### TASK PROMPT
Read through the data, and wherever a line holds the word "some", write that line out.

### EXERCISE DATA
========================================================================

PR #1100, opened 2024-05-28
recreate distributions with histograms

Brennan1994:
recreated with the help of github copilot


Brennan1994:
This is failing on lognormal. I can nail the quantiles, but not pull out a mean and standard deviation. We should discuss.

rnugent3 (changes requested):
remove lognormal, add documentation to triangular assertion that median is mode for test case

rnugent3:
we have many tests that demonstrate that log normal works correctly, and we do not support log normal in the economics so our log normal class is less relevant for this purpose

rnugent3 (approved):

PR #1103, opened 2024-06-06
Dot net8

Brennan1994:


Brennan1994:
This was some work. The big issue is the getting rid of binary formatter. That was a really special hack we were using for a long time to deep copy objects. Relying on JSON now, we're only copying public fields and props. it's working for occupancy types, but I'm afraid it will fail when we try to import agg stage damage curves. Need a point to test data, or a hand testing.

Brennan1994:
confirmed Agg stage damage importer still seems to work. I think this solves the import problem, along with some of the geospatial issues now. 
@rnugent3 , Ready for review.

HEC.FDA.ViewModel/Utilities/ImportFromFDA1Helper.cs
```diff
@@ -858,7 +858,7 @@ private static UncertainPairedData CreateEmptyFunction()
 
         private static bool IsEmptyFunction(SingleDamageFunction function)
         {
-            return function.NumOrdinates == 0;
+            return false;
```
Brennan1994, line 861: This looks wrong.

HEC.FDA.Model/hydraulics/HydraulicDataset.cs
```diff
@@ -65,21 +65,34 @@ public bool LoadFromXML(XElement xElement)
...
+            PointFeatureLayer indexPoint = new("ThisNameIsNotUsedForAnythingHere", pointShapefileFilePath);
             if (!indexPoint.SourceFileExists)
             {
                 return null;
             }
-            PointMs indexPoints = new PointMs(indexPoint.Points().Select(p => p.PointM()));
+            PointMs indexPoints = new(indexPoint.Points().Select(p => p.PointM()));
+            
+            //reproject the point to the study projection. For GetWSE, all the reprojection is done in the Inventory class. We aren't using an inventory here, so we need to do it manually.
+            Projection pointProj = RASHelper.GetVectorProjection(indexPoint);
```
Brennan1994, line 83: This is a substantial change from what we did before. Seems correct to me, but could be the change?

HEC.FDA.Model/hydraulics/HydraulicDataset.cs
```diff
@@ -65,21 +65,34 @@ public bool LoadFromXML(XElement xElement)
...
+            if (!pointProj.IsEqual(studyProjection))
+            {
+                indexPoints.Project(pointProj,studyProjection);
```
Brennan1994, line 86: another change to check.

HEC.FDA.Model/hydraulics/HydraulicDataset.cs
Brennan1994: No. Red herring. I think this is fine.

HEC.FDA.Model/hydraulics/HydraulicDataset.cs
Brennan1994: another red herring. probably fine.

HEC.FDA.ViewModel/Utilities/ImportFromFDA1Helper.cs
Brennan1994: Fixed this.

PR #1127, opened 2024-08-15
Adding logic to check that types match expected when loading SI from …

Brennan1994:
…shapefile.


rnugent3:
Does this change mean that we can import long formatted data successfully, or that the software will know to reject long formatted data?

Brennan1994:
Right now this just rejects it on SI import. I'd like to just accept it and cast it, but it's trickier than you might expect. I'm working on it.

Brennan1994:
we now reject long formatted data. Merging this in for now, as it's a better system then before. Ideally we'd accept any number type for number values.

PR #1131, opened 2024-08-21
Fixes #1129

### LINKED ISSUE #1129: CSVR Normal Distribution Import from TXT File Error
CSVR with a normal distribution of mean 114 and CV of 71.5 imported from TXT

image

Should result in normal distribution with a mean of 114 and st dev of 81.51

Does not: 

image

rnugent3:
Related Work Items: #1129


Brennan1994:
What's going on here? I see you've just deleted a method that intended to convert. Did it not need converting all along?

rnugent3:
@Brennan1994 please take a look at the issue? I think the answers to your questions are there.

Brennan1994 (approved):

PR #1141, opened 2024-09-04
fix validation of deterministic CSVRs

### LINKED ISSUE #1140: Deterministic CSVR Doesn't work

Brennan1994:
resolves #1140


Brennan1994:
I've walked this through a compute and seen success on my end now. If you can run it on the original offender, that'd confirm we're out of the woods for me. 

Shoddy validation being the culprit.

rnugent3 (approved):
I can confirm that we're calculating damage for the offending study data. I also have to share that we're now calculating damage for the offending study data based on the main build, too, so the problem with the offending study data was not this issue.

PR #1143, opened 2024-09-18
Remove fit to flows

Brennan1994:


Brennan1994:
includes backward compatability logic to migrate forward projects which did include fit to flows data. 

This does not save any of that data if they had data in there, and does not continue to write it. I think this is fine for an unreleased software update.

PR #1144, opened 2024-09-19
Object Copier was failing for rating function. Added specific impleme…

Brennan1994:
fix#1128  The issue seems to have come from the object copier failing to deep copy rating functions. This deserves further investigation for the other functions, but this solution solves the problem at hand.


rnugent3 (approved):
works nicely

========================================================================

### WRITTEN ANSWER
This was some work. The big issue is the getting rid of binary formatter. That was a really special hack we were using for a long time to deep copy objects. Relying on JSON now, we're only copying public fields and props. it's working for occupancy types, but I'm afraid it will fail when we try to import agg stage damage curves. Need a point to test data, or a hand testing.
confirmed Agg stage damage importer still seems to work. I think this solves the import problem, along with some of the geospatial issues now. 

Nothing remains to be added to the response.